→ Task: From the entries that follow, extract each line holding the string "Close".

[Start of Attachment]

PR #2195, opened 2025-07-30
Use OS port allocation instead of range-based port management

Scarjit:
- Replace range-based port allocation with OS port allocation (port 0)
- Remove minPort, maxPort, nextPort fields from DefaultPortManager
- Close listeners immediately after port allocation to allow external usage
- Add proper error handling for listener.Close() operations
- Update NewDefaultPortManager() to remove port range parameters
- Update tests to work with OS-allocated ports

### DIFF
--- a/umh-core/pkg/portmanager/portmanager.go
+++ b/umh-core/pkg/portmanager/portmanager.go
@@ -18,6 +18,7 @@ package portmanager
 import (
 	"context"
 	"fmt"
+	"net"
 	"sync"
 )
 
@@ -50,7 +51,7 @@ type PortManager interface {
 }
 
 // DefaultPortManager is a thread-safe implementation of PortManager
-// that keeps track of ports in a simple in-memory store
+// that uses OS port allocation (port 0) to get available ports from the OS
 type DefaultPortManager struct {
 	// mutex to protect concurrent access to maps
 	mutex sync.RWMutex
@@ -58,13 +59,8 @@ type DefaultPortManager struct {
 	// instanceToPorts maps instance names to their allocated ports
 	instanceToPorts map[string]uint16
 
-	// portToInstances maps ports to instance names
+	// portToInstances maps ports to instance names for reverse lookup
 	portToInstances map[uint16]string
-
-	// configuration
-	minPort  uint16
-	maxPort  uint16
-	nextPort uint16
 }
 
 // Global singleton instance of DefaultPortManager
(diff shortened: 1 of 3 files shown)


umh-core/pkg/portmanager/portmanager.go
```diff
@@ -82,100 +93,79 @@ func GetDefaultPortManager() *DefaultPortManager {
...
+					return uint16(min), uint16(max)
+				}
+			}
 		}
-		return existing, nil
 	}
 
-	// Initialize singleton if it doesn't exist
-	return initDefaultPortManager(minPort, maxPort)
+	// Fallback to typical ephemeral port range
```
JeremyTheocharis, line 160: maybe some warning + sentry issue in this case?

umh-core/pkg/portmanager/portmanager.go
```diff
@@ -283,72 +264,47 @@ func (pm *DefaultPortManager) ReservePort(instanceName string, port uint16) erro
 		return nil
 	}
 
-	// Reserve the port
+	// Try to bind to the specific port to verify it's available
+	addr := fmt.Sprintf(":%d", port)
+	listener, err := net.Listen("tcp", addr)
```
JeremyTheocharis: can we check the impact here on the context deadline? could it be that this check takes a lot of time?

umh-core/pkg/portmanager/portmanager.go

[End of Attachment]

→ Answer space:
- Close listeners immediately after port allocation to allow external usage
- Add proper error handling for listener.Close() operations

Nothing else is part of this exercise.